*Exercise requirements*. Please copy out all lines of the entries that contain the word "approved".

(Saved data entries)
*** Begin section ***
PR #442, opened 2024-04-10
SC-240: Protocol Fee Collection from FM BC

Zitzak:
## What has been done
The change introduces the possibility to collect protocol fee during a buy order as well as the sell order, on both the collateral and issuance token. The fee percentage get pulled from the tax manager

## Todo
- Uncomment function calls to the tax manager to get fee percentages
- Uncomment getting the address of the tax manager
- Testing implementation


src/modules/fundingManager/bondingCurveFundingManager/BancorVirtualSupplyBondingCurveFundingManager.sol
```diff
@@ -275,37 +275,64 @@ contract BancorVirtualSupplyBondingCurveFundingManager is
...
         external
-        view
         returns (uint mintAmount)
     {
         if (_depositAmount == 0) {
             revert
                 BancorVirtualSupplyBondingCurveFundingManager__InvalidDepositAmount(
             );
         }
-        if (buyFee > 0) {
```
FHieser, line 285: You could do the zero check instead in the _calculateNetAmountAndFee:
if(_feePct==0){
return _transactionAmount}
.....

src/modules/fundingManager/bondingCurveFundingManager/BancorVirtualSupplyBondingCurveFundingManager.sol
```diff
@@ -275,37 +275,64 @@ contract BancorVirtualSupplyBondingCurveFundingManager is
...
-            (_depositAmount, /* feeAmount */ ) =
-                _calculateNetAmountAndFee(_depositAmount, buyFee);
-        }
-        return _issueTokensFormulaWrapper(_depositAmount);
+        // Get protocol fee percentages
+        (uint collateralBuyFeePercentage, uint issuanceBuyFeePercentage) =
```
FHieser: naming: protocolBuyFee?

src/modules/fundingManager/bondingCurveFundingManager/BondingCurveFundingManagerBase.sol
```diff
@@ -253,6 +265,67 @@ abstract contract BondingCurveFundingManagerBase is
...
+        uint feeAmount;
+        // get net and fee amount
+        (netAmount, feeAmount) =
+            _calculateNetAmountAndFee(_transactionAmount, _feePct);
+
+        // mint fee amount
+        // TODO: Get address of where the tokens need to be minted to
+        // _mint(address(__Module_orchestrator.taxMan()), feeAmount);
+
+        // TODO: Should we add event to protocol fee collection?
```
FHieser: Good question
If we do this then maybe even when the protocol takes their share
Seems kind of overkill, but on the other side makes it easy for users to see what amounts of tax have been taken

0xNuggan: I'd be in favor. Just to be able to easily reconstruct the process. We'll probably be interested in tracking all the amounts sent to the TaxMan and why

src/modules/fundingManager/bondingCurveFundingManager/BondingCurveFundingManagerBase.sol
```diff
@@ -253,6 +280,98 @@ abstract contract BondingCurveFundingManagerBase is
...
 
+    /// @dev Returns the collateral and issuance fee percentage retrieved from the tax manager for
+    ///     buy operations
+    /// @return collateralTreasury The address the protocol fee in collateral should be sent to
+    /// @return issuanceTreasury The address the protocol fee in issuance should be sent to
+    /// @return collateralBuyFeePercentage The percentage fee to be collected from the collateral
+    ///     token being deposited for minting issuance, expressed in BPS
+    /// @return issuanceBuyFeePercentage The percentage fee to be collected from the issuance token
+    ///     being minted, expressed in BPS
+    function _getBuyFeesAndTreasuryAddresses()
```
0xNuggan, line 291: This may be nitpicking, but can't this function be combined with `_getSellFeesAndTreasuryAddresses()` into one that receives the function selector (f.ex. `_getFunctionFeesAndTreasuryAddresses()`)? That way, we avoid duplicated code and open the door for inheriting contracts to query fees of additional functions

0xNuggan: Maybe it could even be moved to the base Module contract (although I'm not sure if I'm getting ahead of myself there)

Zitzak: You're right, that would be more clean

Zitzak:
This PR will be closed, as all the changed introduced here are integrated, and further developed upon in PR #453

PR #444, opened 2024-04-11
 Add batched role grant/revoke

0xNuggan:
This PR adds batched role granting and revoking for global roles and module roles. It also cleans up a bit the AuthorizerMock


marvinkruse (approved):
lgtm

PR #449, opened 2024-04-12
Merge temp_dev into dev

marvinkruse:


test/modules/fundingManager/RebasingFundingManager.t.sol
```diff
@@ -46,7 +46,7 @@ contract RebasingFundingManagerTest is ModuleTest {
     uint internal constant DEPOSIT_CAP = 100_000_000e18;
 
     // Other constants.
-    uint8 private constant DECIMALS = 18;
+    //uint8 private constant DECIMALS = 18;  //Question : Is there any reason to hardcode the decimals for this fundingmanager to 18?
```
FHieser: Still a question left
Sounds like a zitzak question xD

test/modules/fundingManager/RebasingFundingManager.t.sol
```diff
@@ -104,7 +104,7 @@ contract RebasingFundingManagerTest is ModuleTest {
     // Tests: Initialization
 
     function testInit() public override(ModuleTest) {
-        assertEq(fundingManager.decimals(), DECIMALS);
+        //assertEq(fundingManager.decimals(), DECIMALS);
```
FHieser: also outcommented this code
probably in connection with the comment above

FHieser (approved):
Except for the 2 comments i made this looks pretty good

test/modules/fundingManager/RebasingFundingManager.t.sol
marvinkruse: As the token of the `RebasingFundingManager` is initialized with the same decimals as the `orchestratorToken` aka `collateralToken`, it is not hardcoded to 18 in the contract. So I don't see why it should be hardcoded here.

I will change the test to get the correct decimal value from the underlying token instead.

test/modules/fundingManager/RebasingFundingManager.t.sol
marvinkruse: Same as above, yeah.

PR #203, opened 2016-06-13
add support of i18n for es2015 branch

Kaijun:
Hi, 

i saw you guys are now working on the es2015 branch, 
So I just open a new branch based on es2015 for adding i18n support by using [angular-translate](https://github.com/angular-translate/angular-translate)

- [x] Extract almost all encoded strings from templates as well as some messages in controllers.
- [x] standalone json file in `i18n` folder for each language
- [x] a sweet button at the top right conner of the status bar for switching different languages
- [ ] full translation (now only part of chinese and german was done)
- [ ] probably a better naming strategy for each string 

the main configuration of this functionality is in `app.js`
```
    // Configuration of i18n Internationalization
    app.config(['$translateProvider', 
      function($translateProvider) {

        // configures staticFilesLoader
        $translateProvider.useStaticFilesLoader({
          prefix: '/i18n/',
          suffix: '.json'
        })
        .registerAvailableLanguageKeys(['en', 'de', 'zh'], {
          'en_*': 'en',
          'de_*': 'de',
          'zh_*': 'zh'
        })
        // Check local language automatically
        .determinePreferredLanguage()
        // Use English as default language if no matched language is found.
        .fallbackLanguage('en');

      }]);
```

after the configuration, all hard-coded strings in views are replaced in `angular-translate` way, like:
```
{{ 'OVERVIEW.INFO' | translate }}
```
`OVERVIEW.INFO` will be replaced later with the string value `Overview/Übersicht/概览` defined in json files in `i18n` folder.

😄


chaudum:
We'll have a look as soon as possible!

app/scripts/controllers/common.js
```diff
@@ -87,6 +87,24 @@ var commons = angular.module('common', ['stats', 'udc'])
...
+
+      var queryElements = this.navBarElements.filter(function(item) {
+        return item.urlPattern==urlPattern;
+      });
+
+      if(queryElements.length===0){
+        return;
+      }
+
+      var element = queryElements[0];
```
chaudum: no need to allocate new variable

```js
queryElements[0].text = text;
```

app/views/node.html
```diff
@@ -88,35 +91,35 @@ <h3 class="panel-headline">Disk Usage</h3>
...
               <span class="load-value">{{ node.load['1']|number:2 }}</span>
               <span class="load-value">{{ node.load['5']|number:2 }}</span>
               <span class="load-value">{{ node.load['15']|number:2 }}</span>
             </p>
             <p class="announcement-heading" ng-hide="node.load['1'] >= 0">-</p>
             <p class="announcement-text">
-              <span class="load-label">1min</span>
-              <span class="load-label">5min</span>
-              <span class="load-label">15min</span>
+              <span class="load-label">1{{ 'NODE.MIN' | translate }}</span>
```
chaudum: I would name the key `NODE.MINUTES` because `min` could either mean `minimum` or `minutes`. I our case `minutes`.

chaudum: Or even just `COMMON.MINUTES` since it's not node specific.

chaudum:
@Kaijun the PR looks really good! thanks for the work.
we could even provide the German translation if you want.
and could you please open the PR against `master` since `es2015` is WIP and won't get merged soonish.

chaudum:
I discovered that when you open the language dropdown menu and move the cursor over the text it changes from pointer to selector.
However, I think it should behave the same way as the "help" dropdown behaves (with hand cursor).

chaudum:
the language selection is not persisted. whenever you refresh the admin ui it will detect the browser language again. I think there should be an item "Autodetect Language" in the dropdown that clears the previously persisted language value

chaudum:
I've done the German translation. I would push it to the new PR against master.

chaudum:
hi @Kaijun 
any news on this? do you want us to finish the implementation?
best, christian

Kaijun:
sry was busy yesterday. I'll send a new pr late today. Thanks!

Kaijun:
@chaudum new [PR](https://github.com/crate/crate-admin/pull/205)  was opened. 🎉

chaudum:
merged into master with #205

PR #204, opened 2016-06-17
trim trailing slash from base_uri parameter

chaudum:
in order to also allow urls with trailing slash, such as
`http://localhost:4200/` as valid `base_uri` parameter for local
development


bogensberger:
ack

PR #221, opened 2016-09-22
use storedURI properly to display log message

m-kharbat:
@chaudum please review

### DIFF
--- a/app/scripts/services/stats.js
+++ b/app/scripts/services/stats.js
@@ -33,9 +33,6 @@ angular.module('stats', ['sql', 'health', 'tableinfo', 'nodeinfo'])
           setReachability(true);
         } else {
           data.version = null;
-          if (!storedURI) {
-            $log.warn('If you develop and run Crate Admin UI locally you need to set the base_uri. See README.rst for further information.');
-          }
           setReachability(false);
         }
       }).error(function(data, status) {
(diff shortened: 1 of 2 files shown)


app/scripts/services/stats.js
```diff
@@ -33,6 +33,7 @@ angular.module('stats', ['sql', 'health', 'tableinfo', 'nodeinfo'])
           setReachability(true);
         } else {
           data.version = null;
+          var storedURI = localStorage.getItem("crate.base_uri");
```
chaudum: you need to use `baseURI` here
see `sql.js`

m-kharbat: baseURI will return the current host if there is nothing stored in the localStorage. It doesn't allow you to check if there is something stored there or not .. unless you want to move this log message to the BaseURI factory

```
  .factory('baseURI', function($location, $log) {
    return function baseURI(path) {
      var basePath = localStorage.getItem("crate.base_uri");
      if (!basePath) {
        $log.warn('...'); // <----
        var pluginPath = '/_plugin/crate-admin/';
        basePath = $location.protocol() + "://" +
          $location.host() + ":" +
          $location.port() +
          window.location.pathname.replace(pluginPath, '');
      }
      // remove trailing slash from base path and append path
      return basePath.replace(/\/+$/, '') + path;
    };
  })
```

chaudum: yes, we should move the warning into the `baseURI` function
this should be the single place to obtain the URI from the storage

PR #234, opened 2016-10-04
fix: history doesn't work properly

m-kharbat:
two things were not working properly:

1. if the index of the recentQueries is too high it returned "undefined" and resulted in this error:
screen shot 2016-10-04 at 13 37 23

2. the recentQueries array was always inconsistent and didn't store the last query typed (in the sa,e session)

@chaudum please review

### DIFF
--- a/CHANGES.txt
+++ b/CHANGES.txt
@@ -5,6 +5,8 @@ Changes for Crate Admin Interface
 Unreleased
 ==========
 
+ - Fixed an issue that caused the query history in the console view to be inconsistent.
+
  - Added Spanish translation.
 
 2016/09/23 0.20.0
--- a/app/scripts/controllers/console.js
+++ b/app/scripts/controllers/console.js
@@ -5,15 +5,16 @@ angular.module('console', ['sql'])
     return {
       restrict: 'A',
       controller: ['$scope', '$translate', function($scope, $translate){
+        var self = this;
 
         var inputScope = null;
         var rows = [];
         var resultHeaders = [];
         var renderTable = false;
-        var recentQueries = [];
         var statement = "";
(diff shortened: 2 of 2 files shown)


app/scripts/controllers/console.js
```diff
@@ -207,21 +206,24 @@ angular.module('console', ['sql'])
...
+          var recentQueriesIndex = 0;
           if (!event.shiftKey && event.keyCode === 38) {
             // UP KEY
             if ((cursor.ch === 0 && cursor.line === 0) || (cursor.line === 0 && selection === statement)) {
               if ($scope.recentCursor === 0) {
                 typedStatement = statement;
               }
               $scope.recentCursor--;
-              statement = $console.recentQueries[queryCount + $scope.recentCursor];
+              recentQueriesIndex = (queryCount + $scope.recentCursor) > 0 ? queryCount + $scope.recentCursor : 0;
```
chaudum: we do the same calculation twice. could you put that into a function call?

chaudum: I mean line `226`

CHANGES.txt
```diff
@@ -5,6 +5,8 @@ Changes for Crate Admin Interface
 Unreleased
 ==========
 
+ - Fix: console sql query history not working properly.
```
chaudum: re-phase it a bit nicer please

app/scripts/controllers/console.js
```diff
@@ -199,6 +198,13 @@ angular.module('console', ['sql'])
           $console.updateStatement(statement);
         });
 
+
+        // function to get the recentQueries index
+        function getRecentQueriesIndex(queryCount,recentCursor ){
```
chaudum: code style: whitespaces

CHANGES.txt
chaudum: 🌈

PR #237, opened 2016-10-09
use column table_schema in order to be compliant with the SQL standard.

jodok:


CHANGES.txt
```diff
@@ -5,6 +5,9 @@ Changes for Crate Admin Interface
 Unreleased
 ==========
 
+ - Use column name ``table_schema`` of ``information_schema.tables`` and
```
chaudum: this is not a user facing change so you can omit the changelog entry

chaudum:
https://github.com/crate/crate/pull/4218

jodok:
@chaudum `table_schema` is now available in crate master. let's try to include this version of the admin ui with the next release.

PR #256, opened 2016-11-02
added tests for navigationService

m-kharbat:


app/scripts/controllers/common.js
```diff
@@ -78,44 +84,55 @@ var commons = angular.module('common', ['stats', 'udc'])
...
+    var navigationService = {
+      addNavBarElement: addNavBarElement,
+      updateNavBarElement: updateNavBarElement,
+      navBarElements: navBarElements
+    };
+
+    return navigationService;
 
-    this.addNavBarElement = function(iconClass, text, urlPattern, index) {
+    ////
```
kovrus: should be removed?

m-kharbat: it's not necessary but i'm trying to follow angular guidelines for more clarity https://github.com/johnpapa/angular-styleguide/blob/master/a1/README.md#factories

PR #258, opened 2016-11-02
fix: crate tweets table query

m-kharbat:


CHANGES.txt
```diff
@@ -5,6 +5,8 @@ Changes for Crate Admin Interface
 Unreleased
 ==========
 
+ - Fix : Corrected the create tweets tabke sql query in the tutorial.
```
kovrus: tabke -> table. Maybe say smth like fixed incorrect sql query for creating the tweets table in the tutorial

PR #265, opened 2016-11-08
implement overview

m-kharbat:
screen shot 2016-11-08 at 10 46 04

screen shot 2016-11-08 at 11 01 12


chaudum:
I dislike the mixed format class names with dash and underscore, like `.cr-panel-block__checks` :(
also, please remove commented out code

PR #269, opened 2016-11-09
Implement nodelist

Autophagy:
nodelist

listlist

### DIFF
--- a/app/scripts/filter/text.js
+++ b/app/scripts/filter/text.js
@@ -38,3 +38,21 @@ angular.module('common')
       }
     };
   });
+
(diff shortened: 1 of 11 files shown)


app/scripts/filter/text.js
```diff
@@ -37,4 +37,22 @@ angular.module('common')
           return  $filter('translate')("OVERVIEW.INF'");
       }
     };
-  });
\ No newline at end of file
+  });
+
+angular.module('common')
```
m-kharbat: please also add the corresponding test for this filter

PR #273, opened 2016-11-10
Implement node

Autophagy:
nodes

### DIFF
--- a/app/styles/common.less
+++ b/app/styles/common.less
@@ -13,8 +13,20 @@ h1 {
 
 }
 
+h2, h3 {
+  font-weight: bold;
+}
+
+h3 {
+  font-weight: @font-size-h3;
+}
+
 .small {
   font-size: @font-size-small;
+}
+
+a {
+  cursor: pointer;
 }
 
 // Structure
@@ -30,7 +42,7 @@ h1 {
   position: absolute;
   top: @status-bar-height;
   left: @side-nav-width;
-  width:  calc(~"100vw -" @side-nav-width);
+  width:  calc(~"100vw -" @side-nav-width + 15px);
   height: calc(~"100vh -" @status-bar-height);
 }
 
@@ -77,6 +89,13 @@ h1 {
   padding-right: 3px;
   font-size: @font-size-medium;
   width: 200px;
+}
+
+.cr-panel-block__item__content--full-width{
+  padding-left: 3px;
+  padding-right: 3px;
+  font-size: @font-size-medium;
+  width: 100%;
 }
 
 .cr-panel--default{
@@ -188,7 +207,7 @@ h1 {
 @media only screen and (max-width:  @max-width-s){
   #page-wrapper {
     left: @side-nav-width-xs;
-    width:  calc(~"100vw -" @side-nav-width-xs);
+    width:  calc(~"100vw -" @side-nav-width-xs + 15px);
   	height: calc(~"100vh -" @status-bar-height);
   }
 }
--- a/app/styles/node.less
+++ b/app/styles/node.less
@@ -1,0 +1,108 @@
+.node-detail {
+  display: flex;
+  justify-content: space-between;
+  flex-wrap: wrap;
+}
+
+.node-detail__row {
+  display: flex;
+  justify-content: space-between;
+  width: 50%;
+}
+
+.node-detail__cell {
+  width: 50%;
+  padding: 0px 15px;
+}
+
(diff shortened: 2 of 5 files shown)


app/styles/common.less
```diff
@@ -30,7 +42,7 @@ h1 {
   position: absolute;
   top: @status-bar-height;
   left: @side-nav-width;
-  width:  calc(~"100vw -" @side-nav-width);
+  width:  calc(~"100vw -" @side-nav-width + 15px);
```
m-kharbat: this will impact all the pages using this class, did you check the other views?

app/styles/common.less
```diff
@@ -188,7 +207,7 @@ h1 {
 @media only screen and (max-width:  @max-width-s){
   #page-wrapper {
     left: @side-nav-width-xs;
-    width:  calc(~"100vw -" @side-nav-width-xs);
+    width:  calc(~"100vw -" @side-nav-width-xs + 15px);
```
m-kharbat: same comment

app/styles/node.less
```diff
@@ -0,0 +1,108 @@
...
+}
+
+.node-detail__row {
+  display: flex;
+  justify-content: space-between;
+  width: 50%;
+}
+
+.node-detail__cell {
+  width: 50%;
```
m-kharbat: what does it look like in small screen ?
if you want the elements of your flex container to have the same width, you can set flex-grow = 1

app/views/node.html
```diff
@@ -3,203 +3,285 @@
...
-          <div class="panel">
-            <p class="announcement-heading inline-block" ng-show="shardInfo.postrecovery> -1">{{ shardInfo.postrecovery }}</p>
-            <p class="announcement-heading inline-block" ng-hide="shardInfo.postrecovery> -1">-</p>
-            <p class="announcement-text">{{ 'NODE.POST_RECOVERY' | translate }}</p>
-          </div>
+        <div class="node-detail__subsection__cell--small">
+          <p class="cr-panel-block__item__header ng-binding">
+            15{{ 'NODE.MINUTES' | translate }}
+          </p>
+          <p class="cr-panel-block__item__content--full-width cr-panel--default" ng-show="node.load['1'] >= 0">
```
m-kharbat: why do you have ng-show="node.load['1'] instead of ng-show="node.load['15']

app/views/node.html
```diff
@@ -3,203 +3,285 @@
...
+            {{ node.load['1']|number:2 }}
+          </p>
+        </div>
+
+        <div class="node-detail__subsection__cell--small">
+          <p class="cr-panel-block__item__header ng-binding">
+            5{{ 'NODE.MINUTES' | translate }}
+          </p>
+          <p class="cr-panel-block__item__content--full-width cr-panel--default" ng-show="node.load['1'] >= 0">
```
m-kharbat: why do you have ng-show="node.load['1'] instead of ng-show="node.load['5'] ?

app/views/node.html
```diff
@@ -3,203 +3,285 @@
...
+          </p>
         </div>
       </div>
+    </div>
+
+    <div class="node-detail__subsection--medium">
+      <h2 class="">{{ 'NODE.SHARDS' | translate }}</h2>
+      <div class="node-detail__subsection__detail cr-panel-block">
+        <div class="node-detail__subsection__cell">
+          <p class="cr-panel-block__item__header ng-binding">
```
m-kharbat: what does ng-binding class do ?

app/styles/common.less
Autophagy: All views seem to look fine. The problem this was addressing is that when the page has a scroll bar the page is too big for the window, and results in a really ugly horizontal scrolling situation. Was unsure how to get around it other than by doing this.

app/styles/node.less
Autophagy: Small screen:

nodes

Very small:

v-small-screen

app/views/node.html
Autophagy: Only because in the original in master, the logic that determined whether any of them were displayed at all was this. See https://github.com/crate/crate-admin/blob/master/app/views/node.html#L100

app/views/node.html
Autophagy: as above ^^

app/views/node.html
Autophagy: Nothing, and im not even sure why I put this in here yesterday. I'll remove it...

PR #279, opened 2016-11-11
Implemented tutorial

Autophagy:
import

import-2

### DIFF
--- a/app/styles/common.less
+++ b/app/styles/common.less
@@ -46,7 +46,20 @@ a {
   cursor: pointer;
 }
 
-// 
+li {
+  margin: 10px 0px;
+}
+
+code {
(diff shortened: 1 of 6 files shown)


app/styles/common.less
```diff
@@ -46,7 +46,20 @@ a {
...
 
-// 
+li {
+  margin: 10px 0px;
+}
+
+code {
+  padding: 2px 4px;
+  font-size: 90%;
+  color: #c7254e;
```
m-kharbat: should this also be a variable ?

Autophagy: It's currently the same across both themes but thats a good idea - i'll include it. Can't hurt.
*** End section ***
*Answer box*.
marvinkruse (approved):
FHieser (approved):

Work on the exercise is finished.